# SOURCE INFORMATION:
Issue #57, opened 2016-04-09
error in return_matching_id print_error


Rocco83:
The line
https://github.com/Katello/katello-client-bootstrap/blob/master/bootstrap.py#L317
have a syntax error

Fixed in https://github.com/Rocco83/sat6-bootstrap/blob/master/bootstrap.py#L318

# YOUR TASK:
Each entry is to be returned in full, character for character.

# RESPONSE:
Issue #57, opened 2016-04-09
error in return_matching_id print_error


Rocco83:
The line
https://github.com/Katello/katello-client-bootstrap/blob/master/bootstrap.py#L317
have a syntax error

Fixed in https://github.com/Rocco83/sat6-bootstrap/blob/master/bootstrap.py#L318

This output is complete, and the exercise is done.